PR #512, opened 2025-01-30
feat: add ECPrecompiles Yul library

JayWhite2357:
# Rationale for this change

This PR is the one of many breaking #508 into manageable pieces. In particular, this provides methods for elliptic curve operations.

The following Yul functions are added, along with some tests around them. They will be imported in future PRs.
* `ec_add`
* `ec_mul`
* `ec_pairing_x2`
* `ec_mul_assign`
* `calldata_ec_add_assign`
* `calldata_ec_mul_add_assign`

In addition to these methods, there is a lot of work done to preprocessing and CI to enable code coverage and tests to work properly.

# Are these changes tested?
Somewhat. It is difficult do any kind of thorough testing because the only mechanism that solidity has of computing ec operations is the precompiles.

### DIFF
--- a/solidity/scripts/preprocess_yul_imports.sh
+++ b/solidity/scripts/preprocess_yul_imports.sh
@@ -1,4 +1,4 @@
-#!/bin/bash
+#!/usr/bin/env bash
 set -euo pipefail
 
 if [ $# -ne 1 ] || [ ! -d "$1" ]; then
@@ -12,7 +12,8 @@ while IFS= read -r -d '' file; do
     outfile="${file%.pre.sol}.post.sol"
     echo "Processing $file -> $outfile"
     
-    if ! awk '
+    if ! gawk '
+    # Handle Yul imports
     /\/\/ IMPORT-YUL/ {
         import_path = $3
         # Resolve actual file path for reading
@@ -34,7 +35,8 @@ while IFS= read -r -d '' file; do
         
         # Extract function name from the complete signature
         match(signature, /function[[:space:]]+([[:alnum:]_]+)/, m)
-        print "        // IMPORTED-YUL " import_path "::" m[1]
+        print "            // IMPORTED-YUL " import_path "::" m[1]
+        print "            function exclude_coverage_start_" m[1] "() {} // solhint-disable-line no-empty-blocks"
         
         # Skip original function if not empty
         if (!(signature ~ /{[[:space:]]*}/)) {
@@ -68,12 +70,25 @@ while IFS= read -r -d '' file; do
                 break
             }
         }
+
+        print "            function exclude_coverage_stop_" m[1] "() {} // solhint-disable-line no-empty-blocks"
         close(import_file)
         
         if (!found) {
             print "Error: Function " m[1] " not found in " import_file > "/dev/stderr"
             exit 1
         }
+        next
+    }
+    # Handle Solidity imports
+    /^import/ {
+        import_line = $0
+        while (import_line !~ /;[[:space:]]*$/) {
+            getline
+            import_line = import_line "\n" $0
+        }
+        gsub(/\.pre\.sol/, ".post.sol", import_line)
+        print import_line
         next
     }
     { print }
--- a/solidity/src/base/Constants.sol
+++ b/solidity/src/base/Constants.sol
@@ -2,11 +2,51 @@
 // This is licensed under the Cryptographic Open Software License 1.0
 pragma solidity ^0.8.28;
 
-// This is the modulus of the bn254 scalar field.
+/// @dev The modulus of the bn254 scalar field.
 uint256 constant MODULUS = 0x30644e72_e131a029_b85045b6_8181585d_2833e848_79b97091_43e1f593_f0000001;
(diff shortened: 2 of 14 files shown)


yosriady (commented):
Like the other PR #511, I highly recommend moving the test functions out to a separate file

To test library functions you may need to create mock test contracts that imports the library

solidity/src/base/Constants.sol
```diff
@@ -0,0 +1,34 @@
...
+uint256 constant WORDX10_SIZE = 0x140;
+uint256 constant WORDX11_SIZE = 0x160;
+uint256 constant WORDX12_SIZE = 0x180;
+
+uint256 constant ECADD_ADDRESS = 0x06;
+uint256 constant ECMUL_ADDRESS = 0x07;
+uint256 constant ECPAIRING_ADDRESS = 0x08;
+uint256 constant ECADD_GAS = 150;
+uint256 constant ECMUL_GAS = 6000;
+uint256 constant ECPAIRINGX2_GAS = 113000;
```
waelsy123, line 23: isn't the gas for ecPairing = 45000 ?

also, why do we need 2x amount the gas?

waelsy123: is it because we pass 12 words in line 70?

JayWhite2357: It's 45000 + 34000 * number of pairings. So, this is the gas for 2 pairings.

waelsy123 (dismissed):

waelsy123:
it's worth to mention here that zksync they have their patched version of foundry to support their different zkEVM. so I thought it could be a good idea to use their foundry in ci especially if we want to deploy the verifier to zkEVM (zksync rollups) : https://foundry-book.zksync.io/getting-started/installation#ci-installation-with-github-actions

solidity/scripts/preprocess_yul_imports.sh
```diff
@@ -34,7 +35,8 @@ while IFS= read -r -d '' file; do
         
         # Extract function name from the complete signature
         match(signature, /function[[:space:]]+([[:alnum:]_]+)/, m)
-        print "        // IMPORTED-YUL " import_path "::" m[1]
+        print "            // IMPORTED-YUL " import_path "::" m[1]
+        print "            function exclude_coverage_start_" m[1] "() {} // solhint-disable-line no-empty-blocks"
```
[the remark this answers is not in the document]
JayWhite2357: Rather than requiring a developer to put the marker in themselves, it's just automatically part of the generated `.post.sol` file on the imported blocks.

A developer doesn't need to know about it. (And probably shouldn't manually use it.)

Only the `IMPORTED-YUL` blocks are ignored. The original block should not be ignored and is what needs to be covered.
If an imported block is not covered, we don't really care since it was already covered in the original location.

JayWhite2357:
> it's worth to mention here that zksync they have their patched version of foundry to support their different zkEVM. so I thought it could be a good idea to use their foundry in ci especially if we want to deploy the verifier to zkEVM (zksync rollups) : https://foundry-book.zksync.io/getting-started/installation#ci-installation-with-github-actions

Good idea. Let's do that in another PR. It might get painful with all of the preprocessing.

waelsy123 (approved):

iajoiner (approved):

solidity/src/base/Constants.sol
```diff
@@ -2,11 +2,51 @@
...
+/// @dev Error code for when ECADD inputs are invalid.
+uint256 constant INVALID_EC_ADD_INPUTS = 0x765bcba0_00000000_00000000_00000000_00000000_00000000_00000000_00000000;
+/// @dev Error code for when ECMUL inputs are invalid.
+uint256 constant INVALID_EC_MUL_INPUTS = 0xe32c7472_00000000_00000000_00000000_00000000_00000000_00000000_00000000;
+/// @dev Error code for when ECPAIRING inputs are invalid.
+uint256 constant INVALID_EC_PAIRING_INPUTS = 0x4385b511_00000000_00000000_00000000_00000000_00000000_00000000_00000000;
+
+/// @title Errors library
+/// @notice Library containing custom error definitions.
+library Errors {
```
waelsy123, line 45: consider having errors in separated file

solidity/test/base/ECPrecompiles.t.pre.sol
```diff
@@ -0,0 +1,136 @@
...
+    function testECAdd() public view {
+        uint256[4] memory argsPtr = [uint256(1), 2, 1, 2];
+        ECPrecompiles.ecAdd(argsPtr);
+        assert(argsPtr[0] == 0x030644e72e131a029b85045b68181585d97816a916871ca8d3c208c16d87cfd3);
+        assert(argsPtr[1] == 0x15ed738c0e0a7c92e7845f96b2ae9c0a68a6a449e3538fc7ff3ebf7a5a18a2c4);
+        // scratch space
+        assert(argsPtr[2] == 1);
+        assert(argsPtr[3] == 2);
+
+        argsPtr = [uint256(0), 0, 1, 2];
```
waelsy123, line 16: @JayWhite2357  as ecADD and ecMUL uses alt_bn128 curve. how could add a point (0,0) which it doesn't belong on the curve?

────────────────────

Give the data again exactly, line for line.

PR #512, opened 2025-01-30
feat: add ECPrecompiles Yul library

JayWhite2357:
# Rationale for this change

This PR is the one of many breaking #508 into manageable pieces. In particular, this provides methods for elliptic curve operations.

The following Yul functions are added, along with some tests around them. They will be imported in future PRs.
* `ec_add`
* `ec_mul`
* `ec_pairing_x2`
* `ec_mul_assign`
* `calldata_ec_add_assign`
* `calldata_ec_mul_add_assign`

In addition to these methods, there is a lot of work done to preprocessing and CI to enable code coverage and tests to work properly.

# Are these changes tested?
Somewhat. It is difficult do any kind of thorough testing because the only mechanism that solidity has of computing ec operations is the precompiles.

### DIFF
--- a/solidity/scripts/preprocess_yul_imports.sh
+++ b/solidity/scripts/preprocess_yul_imports.sh
@@ -1,4 +1,4 @@
-#!/bin/bash
+#!/usr/bin/env bash
 set -euo pipefail
 
 if [ $# -ne 1 ] || [ ! -d "$1" ]; then
@@ -12,7 +12,8 @@ while IFS= read -r -d '' file; do
     outfile="${file%.pre.sol}.post.sol"
     echo "Processing $file -> $outfile"
     
-    if ! awk '
+    if ! gawk '
+    # Handle Yul imports
     /\/\/ IMPORT-YUL/ {
         import_path = $3
         # Resolve actual file path for reading
@@ -34,7 +35,8 @@ while IFS= read -r -d '' file; do
         
         # Extract function name from the complete signature
         match(signature, /function[[:space:]]+([[:alnum:]_]+)/, m)
-        print "        // IMPORTED-YUL " import_path "::" m[1]
+        print "            // IMPORTED-YUL " import_path "::" m[1]
+        print "            function exclude_coverage_start_" m[1] "() {} // solhint-disable-line no-empty-blocks"
         
         # Skip original function if not empty
         if (!(signature ~ /{[[:space:]]*}/)) {
@@ -68,12 +70,25 @@ while IFS= read -r -d '' file; do
                 break
             }
         }
+
+        print "            function exclude_coverage_stop_" m[1] "() {} // solhint-disable-line no-empty-blocks"
         close(import_file)
         
         if (!found) {
             print "Error: Function " m[1] " not found in " import_file > "/dev/stderr"
             exit 1
         }
+        next
+    }
+    # Handle Solidity imports
+    /^import/ {
+        import_line = $0
+        while (import_line !~ /;[[:space:]]*$/) {
+            getline
+            import_line = import_line "\n" $0
+        }
+        gsub(/\.pre\.sol/, ".post.sol", import_line)
+        print import_line
         next
     }
     { print }
--- a/solidity/src/base/Constants.sol
+++ b/solidity/src/base/Constants.sol
@@ -2,11 +2,51 @@
 // This is licensed under the Cryptographic Open Software License 1.0
 pragma solidity ^0.8.28;
 
-// This is the modulus of the bn254 scalar field.
+/// @dev The modulus of the bn254 scalar field.
 uint256 constant MODULUS = 0x30644e72_e131a029_b85045b6_8181585d_2833e848_79b97091_43e1f593_f0000001;
(diff shortened: 2 of 14 files shown)


yosriady (commented):
Like the other PR #511, I highly recommend moving the test functions out to a separate file

To test library functions you may need to create mock test contracts that imports the library

solidity/src/base/Constants.sol
```diff
@@ -0,0 +1,34 @@
...
+uint256 constant WORDX10_SIZE = 0x140;
+uint256 constant WORDX11_SIZE = 0x160;
+uint256 constant WORDX12_SIZE = 0x180;
+
+uint256 constant ECADD_ADDRESS = 0x06;
+uint256 constant ECMUL_ADDRESS = 0x07;
+uint256 constant ECPAIRING_ADDRESS = 0x08;
+uint256 constant ECADD_GAS = 150;
+uint256 constant ECMUL_GAS = 6000;
+uint256 constant ECPAIRINGX2_GAS = 113000;
```
waelsy123, line 23: isn't the gas for ecPairing = 45000 ?

also, why do we need 2x amount the gas?

waelsy123: is it because we pass 12 words in line 70?

JayWhite2357: It's 45000 + 34000 * number of pairings. So, this is the gas for 2 pairings.

waelsy123 (dismissed):

waelsy123:
it's worth to mention here that zksync they have their patched version of foundry to support their different zkEVM. so I thought it could be a good idea to use their foundry in ci especially if we want to deploy the verifier to zkEVM (zksync rollups) : https://foundry-book.zksync.io/getting-started/installation#ci-installation-with-github-actions

solidity/scripts/preprocess_yul_imports.sh
```diff
@@ -34,7 +35,8 @@ while IFS= read -r -d '' file; do
         
         # Extract function name from the complete signature
         match(signature, /function[[:space:]]+([[:alnum:]_]+)/, m)
-        print "        // IMPORTED-YUL " import_path "::" m[1]
+        print "            // IMPORTED-YUL " import_path "::" m[1]
+        print "            function exclude_coverage_start_" m[1] "() {} // solhint-disable-line no-empty-blocks"
```
[the remark this answers is not in the document]
JayWhite2357: Rather than requiring a developer to put the marker in themselves, it's just automatically part of the generated `.post.sol` file on the imported blocks.

A developer doesn't need to know about it. (And probably shouldn't manually use it.)

Only the `IMPORTED-YUL` blocks are ignored. The original block should not be ignored and is what needs to be covered.
If an imported block is not covered, we don't really care since it was already covered in the original location.

JayWhite2357:
> it's worth to mention here that zksync they have their patched version of foundry to support their different zkEVM. so I thought it could be a good idea to use their foundry in ci especially if we want to deploy the verifier to zkEVM (zksync rollups) : https://foundry-book.zksync.io/getting-started/installation#ci-installation-with-github-actions

Good idea. Let's do that in another PR. It might get painful with all of the preprocessing.

waelsy123 (approved):

iajoiner (approved):

solidity/src/base/Constants.sol
```diff
@@ -2,11 +2,51 @@
...
+/// @dev Error code for when ECADD inputs are invalid.
+uint256 constant INVALID_EC_ADD_INPUTS = 0x765bcba0_00000000_00000000_00000000_00000000_00000000_00000000_00000000;
+/// @dev Error code for when ECMUL inputs are invalid.
+uint256 constant INVALID_EC_MUL_INPUTS = 0xe32c7472_00000000_00000000_00000000_00000000_00000000_00000000_00000000;
+/// @dev Error code for when ECPAIRING inputs are invalid.
+uint256 constant INVALID_EC_PAIRING_INPUTS = 0x4385b511_00000000_00000000_00000000_00000000_00000000_00000000_00000000;
+
+/// @title Errors library
+/// @notice Library containing custom error definitions.
+library Errors {
```
waelsy123, line 45: consider having errors in separated file

solidity/test/base/ECPrecompiles.t.pre.sol
```diff
@@ -0,0 +1,136 @@
...
+    function testECAdd() public view {
+        uint256[4] memory argsPtr = [uint256(1), 2, 1, 2];
+        ECPrecompiles.ecAdd(argsPtr);
+        assert(argsPtr[0] == 0x030644e72e131a029b85045b68181585d97816a916871ca8d3c208c16d87cfd3);
+        assert(argsPtr[1] == 0x15ed738c0e0a7c92e7845f96b2ae9c0a68a6a449e3538fc7ff3ebf7a5a18a2c4);
+        // scratch space
+        assert(argsPtr[2] == 1);
+        assert(argsPtr[3] == 2);
+
+        argsPtr = [uint256(0), 0, 1, 2];
```
waelsy123, line 16: @JayWhite2357  as ecADD and ecMUL uses alt_bn128 curve. how could add a point (0,0) which it doesn't belong on the curve?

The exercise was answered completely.